Środa
26.06.2013
nr 177 (2887 )
ISSN 1734-6827

Strzelectwo



Temat: Nowy stary temat

Autor: SERGIO  godzina: 23:53
Moim zdaniem na zawodach każdej rangi nie tylko krajowej u sędziów na stanowiskach kulowych muszą być kolimatory- przyrządy do sprawdzenia stycznej przestrzeliny z linią . Niestety w przepisach PZŁ niema tego obowiązku , ale warto o tym pomyślić i dopisać . Wziąć tylko przepisy dotyczace oceny przystrzelin w PZSS i to wszystko . Tylko na szkoleniach sędziów łowieckich tego nie uczą . Ja widziałem jak sędzia głowny , znany stzrelec, wawrzynowiec palcem przyciska przystrzelinę ,a potem zaczyna ją oceniać. To koledzy jest niestety poziom kamienia łupanego ... Kiedy zwróciłem mu uwagę , że do tarczy palcem nie dotyka się ,bo stzrelałem kiedyś karabinek sportowy i znam jak oceniać przestrzeliny , to mnie wyzwał i powiedział , że to nie sport i w łowieckich przepisach żadnych kolomatorów nie ma.
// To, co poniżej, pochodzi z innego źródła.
PR #3101, opened 2023-03-17
Introduce support for fiber-per-request.

ioquatix:
This enables the correct scope of `Fiber.storage` per request.

`Fiber[]` and `Fiber[]=` are recently introduced features in Ruby 3.2. They are designed to provide per-operation or per-request state handling.

Using a thread pool, `Fiber.storage` is retained beyond a single request, which can leak information from one request into another. The simplest way to avoid this is to wrap each request itself in a fiber. The overhead should be minimal as these fibers are cached and reused, so once warm, the overhead is a single Ruby VALUE allocation per request.

The benefit is that code which uses `Fiber[]=` will be scoped correctly to a single request.

### DIFF
--- a/History.md
+++ b/History.md
@@ -1,10 +1,3 @@
-## Unreleased
-
-* Features
-  * Add `fiber_per_request` option (aliased as `clean_thread_locals`) to isolate fiber-local state per request using Ruby Fibers. Enable via config or `PUMA_FIBER_PER_REQUEST` env var. ([#3101])
-
-[#3101]: https://github.com/puma/puma/pull/3101
-
 ## 7.0.0.pre1 / 2025-07-31
 
 * Changed
--- a/History.md
+++ b/History.md
@@ -1,3 +1,10 @@
+## Unreleased
+
+* Features
+  * Add `fiber_per_request` option (aliased as `clean_thread_locals`) to isolate fiber-local state per request using Ruby Fibers. Enable via config or `PUMA_FIBER_PER_REQUEST` env var. ([#3101])
+
+[#3101]: https://github.com/puma/puma/pull/3101
+
 ## 7.0.0.pre1 / 2025-07-31
 
 * Changed
--- a/lib/puma/configuration.rb
+++ b/lib/puma/configuration.rb
@@ -128,7 +128,7 @@ module Puma
     DEFAULTS = {
       auto_trim_time: 30,
       binds: ['tcp://0.0.0.0:9292'.freeze],
-      clean_thread_locals: false,
+      fiber_per_request: ENV["PUMA_FIBER_PER_REQUEST"] == "true",
       debug: false,
       enable_keep_alives: true,
       early_hints: nil,
--- a/lib/puma/configuration.rb
+++ b/lib/puma/configuration.rb
@@ -128,7 +128,7 @@ module Puma
     DEFAULTS = {
       auto_trim_time: 30,
       binds: ['tcp://0.0.0.0:9292'.freeze],
-      fiber_per_request: ENV["PUMA_FIBER_PER_REQUEST"] == "true",
+      fiber_per_request: !!ENV.fetch("PUMA_FIBER_PER_REQUEST", false),
       debug: false,
       enable_keep_alives: true,
       early_hints: nil,
--- a/lib/puma/dsl.rb
+++ b/lib/puma/dsl.rb
@@ -370,17 +370,20 @@ module Puma
       @options[:idle_timeout] = Integer(seconds)
     end
 
-    # Work around leaky apps that leave garbage in Thread locals
-    # across requests.
+    # Use a clean fiber per request which ensures a clean slate for fiber
+    # locals and fiber storage. Also provides a cleaner backtrace with less
+    # Puma internal stack frames.
     #
     # The default is +false+.
     #
     # @example
-    #   clean_thread_locals
+    #   fiber_per_request
     #
-    def clean_thread_locals(which=true)
-      @options[:clean_thread_locals] = which
+    def fiber_per_request(which=true)
+      @options[:fiber_per_request] = which
     end
+
+    alias clean_thread_locals fiber_per_request
 
     # When shutting down, drain the accept socket of pending connections and
     # process them. This loops over the accept socket until there are no more
--- a/lib/puma/server.rb
+++ b/lib/puma/server.rb
@@ -32,6 +32,14 @@ module Puma
   #
   # Each `Puma::Server` will have one reactor and one thread pool.
   class Server
+    module FiberPerRequest
+      def handle_request(client, requests)
+        Fiber.new do
+          super
+        end.resume
+      end
+    end
+
     include Puma::Const
     include Request
 
@@ -99,6 +107,10 @@ module Puma
       @enable_keep_alives      &&= @queue_requests
       @io_selector_backend       = @options[:io_selector_backend]
       @http_content_length_limit = @options[:http_content_length_limit]
+
+      if @options[:fiber_per_request]
+        singleton_class.prepend(FiberPerRequest)
+      end
 
       # make this a hash, since we prefer `key?` over `include?`
       @supported_http_methods =
@@ -460,7 +472,6 @@ module Puma
       # Advertise this server into the thread
       Thread.current.puma_server = self
 
-      clean_thread_locals = options[:clean_thread_locals]
       close_socket = true
 
       requests = 0
@@ -485,8 +496,6 @@ module Puma
         when :async
           close_socket = false
         when true
-          ThreadPool.clean_thread_locals if clean_thread_locals
-
           requests += 1
 
           client.reset
--- a/lib/puma/thread_pool.rb
+++ b/lib/puma/thread_pool.rb
@@ -53,7 +53,6 @@ module Puma
       @block = block
       @out_of_band = options[:out_of_band]
       @out_of_band_running = false
-      @clean_thread_locals = options[:clean_thread_locals]
       @before_thread_start = options[:before_thread_start]
       @before_thread_exit = options[:before_thread_exit]
       @reaping_time = options[:reaping_time]
@@ -81,12 +80,6 @@ module Puma
     end
 
     attr_reader :spawned, :trim_requested, :waiting
-
-    def self.clean_thread_locals
-      Thread.current.keys.each do |key| # rubocop: disable Style/HashEachMethods
-        Thread.current[key] = nil unless key == :__recursive_key__
-      end
-    end
 
     # generate stats hash so as not to perform multiple locks
     # @return [Hash] hash containing stat info from ThreadPool
@@ -173,10 +166,6 @@ module Puma
             end
 
             work = todo.shift
-          end
-
-          if @clean_thread_locals
-            ThreadPool.clean_thread_locals
           end
 
           begin
--- a/test/helper.rb
+++ b/test/helper.rb
@@ -181,6 +181,7 @@ module TestSkips
         when :unix        then "Skipped if UNIXSocket exists"    if Puma::HAS_UNIX_SOCKET
         when :aunix       then "Skipped if abstract UNIXSocket"  if Puma.abstract_unix_socket?
         when :rack3       then "Skipped if Rack 3.x"             if Rack.release >= '3'
+        when :oldwindows  then "Skipped if old Windows"          if Puma::IS_WINDOWS && RUBY_VERSION < '2.6'
         else false
       end
       skip skip_msg, bt if skip_msg
--- a/test/test_fiber_local_application.rb
+++ b/test/test_fiber_local_application.rb
@@ -1,0 +1,38 @@
+# frozen_string_literal: true
+
+# Released under the MIT License.
+# Copyright, 2023, by Samuel Williams.
+
+require_relative "helper"
+
+require "puma/server"
+
+class FiberLocalApplication
+  def call(env)
+    # Just in case you didn't know, this is fiber local...
+    count = (Thread.current[:request_count] ||= 0)
+    Thread.current[:request_count] += 1
+    [200, {"Content-Type" => "text/plain"}, [count.to_s]]
+  end
+end
+
+class FiberLocalApplicationTest < Minitest::Test
+  parallelize_me!
+
+  def setup
+    @tester = FiberLocalApplication.new
+    @server = Puma::Server.new @tester, nil, {log_writer: Puma::LogWriter.strings, fiber_per_request: true}
+    @port = (@server.add_tcp_listener "127.0.0.1", 0).addr[1]
+    @tcp = "http://127.0.0.1:#{@port}"
+    @server.run
+  end
+
+  def teardown
+    @server.stop(true)
+  end
+
+  def test_empty_locals
+    response = hit(["#{@tcp}/test"] * 3)
+    assert_equal ["0", "0", "0"], response
+  end
+end
--- a/test/test_fiber_local_application.rb
+++ b/test/test_fiber_local_application.rb
@@ -32,6 +32,8 @@ class FiberLocalApplicationTest < Minitest::Test
   end
 
   def test_empty_locals
+    skip_if :oldwindows
+
     response = hit(["#{@tcp}/test"] * 3)
     assert_equal ["0", "0", "0"], response
   end
--- a/test/test_fiber_local_application.rb
+++ b/test/test_fiber_local_application.rb
@@ -16,7 +16,7 @@ class FiberLocalApplication
   end
 end
 
-class FiberLocalApplicationTest < Minitest::Test
+class FiberLocalApplicationTest < PumaTest
   parallelize_me!
 
   def setup
--- a/test/test_fiber_storage_application.rb
+++ b/test/test_fiber_storage_application.rb
@@ -33,6 +33,8 @@ class FiberStorageApplicationTest < Minitest::Test
   end
 
   def test_empty_storage
+    skip_if :oldwindows
+
     response = hit(["#{@tcp}/test"] * 3)
     assert_equal ["0", "0", "0"], response
   end
--- a/test/test_fiber_storage_application.rb
+++ b/test/test_fiber_storage_application.rb
@@ -1,0 +1,39 @@
+# frozen_string_literal: true
+
+# Released under the MIT License.
+# Copyright, 2023, by Samuel Williams.
+
+require_relative "helper"
+
+require "puma/server"
+
+class FiberStorageApplication
+  def call(env)
+    count = (Fiber[:request_count] ||= 0)
+    Fiber[:request_count] += 1
+    [200, {"Content-Type" => "text/plain"}, [count.to_s]]
+  end
+end
+
+class FiberStorageApplicationTest < Minitest::Test
+  parallelize_me!
+
+  def setup
+    skip "Fiber Storage is not supported on this Ruby" unless Fiber.respond_to?(:[])
+
+    @tester = FiberStorageApplication.new
+    @server = Puma::Server.new @tester, nil, {log_writer: Puma::LogWriter.strings, fiber_per_request: true}
+    @port = (@server.add_tcp_listener "127.0.0.1", 0).addr[1]
+    @tcp = "http://127.0.0.1:#{@port}"
+    @server.run
+  end
+
+  def teardown
+    @server.stop(true)
+  end
+
+  def test_empty_storage
+    response = hit(["#{@tcp}/test"] * 3)
+    assert_equal ["0", "0", "0"], response
+  end
+end
--- a/test/test_fiber_storage_application.rb
+++ b/test/test_fiber_storage_application.rb
@@ -15,7 +15,7 @@ class FiberStorageApplication
   end
 end
 
-class FiberStorageApplicationTest < Minitest::Test
+class FiberStorageApplicationTest < PumaTest
   parallelize_me!
 
   def setup
--- a/test/test_thread_pool.rb
+++ b/test/test_thread_pool.rb
@@ -233,24 +233,6 @@ class TestThreadPool < PumaTest
     assert_equal 1, pool.spawned
   end
 
-  def test_cleanliness
-    values = []
-    n = 100
-
-    pool = mutex_pool(1,1) {
-      values.push Thread.current[:foo]
-      Thread.current[:foo] = :hai
-    }
-
-    pool.instance_variable_set :@clean_thread_locals, true
-
-    pool << [1] * n
-
-    assert_equal n,  values.length
-
-    assert_equal [], values.compact
-  end
-
   def test_reap_only_dead_threads
     pool = mutex_pool(2,2) do
       th = Thread.current


nateberkopec:
Very interesting!

I assume we don't need a Ruby version gate here - people just won't use `Fiber[]=` in their Ruby 3.1 and earlier apps.

1. We should have a test for 3.2+ that tries to read `Fiber[]` across requests.
2. We should run this by our benchmark suite locally to double-check.

ioquatix:
@nateberkopec There are two parts to this PR.

One might be considered a feature and one might be considered a bug.

Between requests, fiber locals are not reset, so even without supporting `Fiber.storage`, just using `Thread.current[:foo]` can leak between requests (may or may not be a bad thing???).

The other part of this is correctly supporting `Fiber.storage` assignment.

ioquatix:
@nateberkopec I've just added tests, I think you will find them interesting to review because they show the current behaviour vs what I'm proposing (just comment out the first commit to see the behavioural differences).

Also 100% we should test for performance regressions. Is there documentation you can point me at for the benchmark test suite?

nateberkopec:
Right, thanks for calling that out - since `Thread.current[:foo]` uses fiber-locals underneath, this will be a big behavior change for people using that right? 
 
 >(may or may not be a bad thing???).
 
 It's not good or bad, it's just Behavior, Which That People Inevitably Depend On 😆 
 
> Is there documentation you can point me at for the benchmark test suite?

Not really, consider this just an action item on the maintainer's part.

nateberkopec:
We also failures on main, yikes.

ioquatix:
I might need to fix the exception handling when I’m back home.

ioquatix:
I observed Windows segfaulting: https://github.com/puma/puma/actions/runs/4445249381/jobs/7804200284

MSP-Greg:
@ioquatix Thanks for working on this.  I ran these commits on top of revisions to the test system, Windows 2.5 failed, and all the JRuby jobs.  Everything else was ok.

Some performance data using WSL@/Ubuntu 22.04 is below.  It does seem to slow things down...
```
Puma repo branch pr/3101
Body    ────────── req/sec ──────────   ─────── req 50% times ───────
 KB     array   chunk  string      io   array   chunk  string      io
1       16279   16019   15739   11057   0.195   0.194   0.206   0.311
10      15737   13432   13397   10976   0.209   0.302   0.312   0.381
─────────────────────────────────────────────────────────────────────

Puma repo branch master
Body    ────────── req/sec ──────────   ─────── req 50% times ───────
 KB     array   chunk  string      io   array   chunk  string      io
1       18484   18486   18641   12733   0.195   0.178   0.191   0.235
10      18297   17096   18560   12368   0.170   0.240   0.196   0.268
─────────────────────────────────────────────────────────────────────
```

Above was run with `benchmarks/local/response_time_wrk.sh -w2 -t5:5 -s tcp6 -Y -b 1,10`, Using your wrk.

ioquatix:
I will check the performance too, that seems a little too costly to me. Maybe we can improve on it, or maybe there is something else going on.

In any case, there are a couple of options to consider:

1. This could be a middleware. But this behaviour is inconsistent across different servers, and the middleware would have no effect on fiber-per-request servers like Falcon already.
2. It could be optional feature of Puma.

MSP-Greg:
> Maybe we can improve on it

Interested in helping with that.  Right now, the Fiber is wrapping nothing more than `app.call`, which in the benchmarks is very quickly sending back a few dozen headers and various body configurations (size, array length, enum, file, etc).

Or, we've got three main 'processes':

A. Receive and process the request
B. App.call
C. Assemble & transmit the response

Current code is just wrapping B.  I suspect that should be expanded?

ioquatix:
Feel free to modify this PR as you see fit. I will try to look at it a bit later tonight or tomorrow.

ioquatix:
Regarding your question, I'm only concerned about the app code being exposed to prior state. Well, we can wrap more, but I don't think there is a huge advantage.

dentarg:
Re `Thread.current` and leaking state, I suspect most apps are clearing it themselves ([example](https://github.com/steveklabnik/request_store/blob/81003584e527f7ddceaa8df47ace4badc48a4c84/lib/request_store/middleware.rb#L21-L34))

ioquatix:
Ah, nice example.

I guess ideally with the newer "fiber per request" style interface, we shouldn't expect users to do this (one of the authors of request state was actually very excited by this). The semantics at the language level should be clear.

nateberkopec:
>This could be a middleware. 
>It could be optional feature of Puma.

Hmm... when you put it this way, it reminds me of the old "thread_safe" config setting in Rails. Aaron eventually removed it because "who would ever say, "give me the non thread safe version please!"

12% performance hit is rough, but we're still doing a response in far less than a tenth of a millisecond. I think the trade could be worth it.

ioquatix:
> 12% performance hit is rough, but we're still doing a response in far less than a tenth of a millisecond. I think the trade could be worth it.

With a little bit of finangling, we might be able to introduce a more streamlined interface.

For example, if you only care about Fiber storage, it possible to assign to it directly.

Let me do a bit more analysis on the performance cost. It seems 1/10th of a ms is quite a bit, more than I expected.

ioquatix:
I just noticed there is some provision for `clean_thread_locals` which is actually "cleaning" fiber locals.

ioquatix:
I wouldn't call this particularly comprehensive (I was seeing a margin of error of like +-5%) but here are the results from my laptop:

## Normal

```
> benchmarks/local/response_time_wrk.sh -T2 -w2 -t8:8 -b c1,10,100

Size   req/sec    50%     75%     90%     99%    100%  Resp Size
───────────────────────────────────────────────────────────────── chunk
1       27301   0.136   0.154   0.189   0.439  16.780      1040
10      21446   0.174   0.195   0.235   0.446  15.030     10318
100      6037   0.646   0.711   0.806   1.010   7.270    103108
```

## Fiber

```
> benchmarks/local/response_time_wrk.sh -T2 -w2 -t8:8 -b c1,10,100

Size   req/sec    50%     75%     90%     99%    100%  Resp Size
───────────────────────────────────────────────────────────────── chunk
1       25492    0.14    0.16    0.21    0.44    6.67      1040
10      20082    0.18    0.21    0.27    0.52    6.98     10318
100      5302    0.70    0.82    1.06  199.18  306.25    103107

> RUBY_SHARED_FIBER_POOL_FREE_STACKS=0 benchmarks/local/response_time_wrk.sh -T2 -w2 -t8:8 -b c1,10,100

Size   req/sec    50%     75%     90%     99%    100%  Resp Size
───────────────────────────────────────────────────────────────── chunk
1       26900   0.138   0.156   0.196   0.412   6.580      1040
10      21256   0.173   0.195   0.250   0.479   6.770     10318
100      5841   0.660   0.741   0.850   1.080   7.430    103107
```

ioquatix:
(also as an aside, the benchmark uses too many wrk threads/connections and will over-saturate Puma giving less than robust results, since a whole ton of `wrk` connection will be idle).

ioquatix:
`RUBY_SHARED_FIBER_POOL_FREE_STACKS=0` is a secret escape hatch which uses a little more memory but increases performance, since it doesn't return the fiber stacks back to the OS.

Ja taki kolimator od pięciu lat zabieram na każde zawody i kiedy wynika spór to widać idealne przestrzelinę . Nie jeden raz mi to pomogło . Ale dobrze by było żeby każdy organizator zawodów pomyślał o nabyciu sobie takich przyrząd w ilości dwie sztuki jeden dla sędziów na dziku , drugi dla sędziów na rogaczu i lisie . Będzie mniej problemów i sporów. Pozdrawiam . Darz Bór .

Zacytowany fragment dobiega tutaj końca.